A method for accomplishing the uniform distribution of finely divided metallic particles throughout a dielectric binder material. The finely divided metal particles are first admixed with a finely divided dielectric material and then further mixed with a powdered organic resinous binder. The composite mixture is further processed by hot compression molding of the admixed powders to form a radar energy absorbing material.

Description

BACKGROUND OF THE INVENTION
This invention relates to a method for dispersing finely divided metal particles in a binder material. In a more particular manner, this invention concerns itself with a method for effecting the uniform distribution of sub-micron size electrically conducting or magnetic metal particles throughout an organic resinous binder.

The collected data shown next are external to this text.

PR #850, opened 2025-10-14
refactor: remove error collector

ryardley:
### What is this change?

- Remove the `ErrorCollector` test helper because we are not using it very much and it can be done with the `HistoryCollector`
- Rename `GetHistory` & `TakeHistory` to `GetEvents` and `TakeEvents`

### Why?

The history collector got some [advanced functionality](https://github.com/gnosisguild/enclave/blob/ry/601-tidy-up-error-collector/crates/events/src/eventbus.rs#L346-L389) in `TakeEvents` and this was not reflected in the ErrorCollector instead of duplicating the code it seems better to just use a HistoryCollector and only listen for Error events. 

## Summary by CodeRabbit

* **Refactor**
  * Unified event history and error logs under a single Events interface for simpler, consistent access.
  * Streamlined naming across the platform (History → Events) without changing runtime behavior.
  * Consolidated error tracking into the standard event history for a single source of truth.

* **Tests**
  * Updated integration tests to use the new Events interface and naming, maintaining existing assertions and behavior.

### DIFF
--- a/examples/CRISP/sdk/package.json
+++ b/examples/CRISP/sdk/package.json
@@ -33,11 +33,12 @@
     "@types/node": "22.7.5",
     "chai": "^6.2.0",
     "prettier": "^3.2.5",
-    "vitest": "^1.6.1",
-    "typescript": "^5.0.0"
+    "typescript": "^5.0.0",
+    "vitest": "^1.6.1"
   },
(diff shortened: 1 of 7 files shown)


cedoor (approved):
utACK 👍🏽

The problem of providing an adequate method for the uniform dispersion of sub-micron size metal particles in a plastic binder material is well known. Because of their very small size, the metal particles tend to agglomerate or cluster together due to the mutual electrostatic forces which exist between them. The particles form clusters of critical size such that the electrostatic forces of attraction are balanced by the forces tending to separate them. In attempting to disperse these particles within a binder material, it has often been found to be very difficult to break up these clusters and keep them separated until the binder has solidified. The problem is very well known in the manufacture of paint where the paint pigments must be evenly dispersed in the binder in order to be effective. The paint manufacturing industry has solved the problem by the proper choice of binders and by a milling operation which breaks up the pigment clusters. Since the binder molecules themselves have a significant dipole moment, once the clusters are broken up in milling and become coated with the binder molecules, the mutual electrostatic forces between the particles are relieved and cluster formation is retarded.

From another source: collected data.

PR #859, opened 2025-10-16
chore: calculate yes and no indexes in ts

ctrlc03:
Calculate the plaintext indexes given a degree and the total voting power. This is needed to ensure that the encoded plaintext sent to the greco circuit has the correct binary values set in the correct indices. That will prevent overflowing and malicious inputs. 

The total supply is used as this calculates the worst case scenario where one voter has the full voting power which would be the maximum vote possible we would need to fit. (in reality it's always less, but we can't assume a more correct value imo)

## Summary by CodeRabbit

* **New Features**
  * Added token total supply snapshot querying at specific blockchain blocks
  * Added voting index calculation utility for plaintext constraint validation

* **Tests**
  * Added comprehensive test coverage for voting index calculations

### DIFF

The problem of effectively dispersing finely divided particles is also encountered in the fabrication of radiation absorbing materials. In such applications, it is most desirable that the composite materials have as low a dielectric constant as possible so that the impedance match of the material to free space is as good as possible. In addition, these materials often consist of either electrically conducting or magnetic particles dispersed throughout a binder material. The dielectric constant of the composite mixture of conducting particles and binder is a sensitive function of the particles separation and, therefore, it is critical that an adequate and effective dispersion be attained.

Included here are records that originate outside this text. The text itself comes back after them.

PR #862, opened 2025-10-17
fix: pnpm-lock.yaml inconsistency

ryardley:
`pnpm-lock.yaml` appears to be inconsistent.

What I run here:

`pnpm install`
`pnpm clean`
`cd packages/enclave-contracts`
`pnpm hardhat compile`

## Summary by CodeRabbit

* **Chores**
  * Minor internal formatting adjustment with no user-facing impact or functional changes.


ryardley:
> Not sure this solves solves anything? I've run into this too. Seems related to the Git submodules.

Yeah I know what you mean - I just figure it does not hurt at all and can rule out version.

PR #894, opened 2025-10-24
fix: deploy risc0verifier with hardhat

ctrlc03:
## Summary by CodeRabbit

* **New Features**
  * Added a new mock contract for RiscZeroGroth16Verifier.

* **Refactor**
  * Updated deployment process to use ethers.js instead of Forge-based scripts.
  * Updated OpenZeppelin package dependency path resolution to use `node_modules` instead of library symlinks.


cedoor (approved):
utACK

PR #902, opened 2025-10-24
fix: wait until start window before activating an e3

ctrlc03:
Ensure we wait until the activation period starts before calling e3.activate

## Summary by CodeRabbit

* **Bug Fixes**
  * Contract activation now respects scheduled start times and will wait until the scheduled moment before activating.
  * Added logging to indicate whether activation was delayed and for how long, or if activation occurred immediately, improving synchronization transparency.


cedoor (approved):
utACK 👍🏽

PR #922, opened 2025-10-28
chore: update size check workflow

cedoor:
## Summary by CodeRabbit

* **Chores**
  * Improved PR size check to count changed lines (added + removed) across files and exclude lock files for more accurate sizing.
  * Clarified output messaging to indicate lock files are excluded.
  * Simplified the size-comparison logic to use the updated line count directly while preserving pass/fail behavior.


ctrlc03 (approved):
utACK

In the formation of radar absorbing materials, the binder component must also have a low dielectric constant. Therefore, the method employed in the dispersion of paint pigments which involves the use of a binder with a large dipole moment cannot be utilized in solving the dispersion problem encountered in the fabrication of a radar absorbing material.
In attempting to overcome the problem of providing for the uniform dispersion of finely divided metal particles in a plastic binder, it has been found that a uniform and effective dispersion of the metal particles can be accomplished by first admixing the particles with a finely divided insulating powdered material and then further mixing the admixture with a resinous, dielectric binder material which is likewise in finely divided form. The resulting dielectric constant of the composite mixture has been found to be considerably lower than that achieved by the method in which the metal particles are mechanically blended with the dielectric plastic binder.
SUMMARY OF THE INVENTION
In accordance with this invention, the uniform dispersion of sub-micron sized electrically conducting or magnetic metal particles within a dielectric resinous material can be effectively accomplished by first admixing the metal particles with a finely divided dielectric material in a conventional blender. The admixture is then further mixed in the same blender with a powdered, resinous dielectric binder material. The composite mixture is then subjected to a conventional hot compression molding process to form a solid radar energy absorbing component.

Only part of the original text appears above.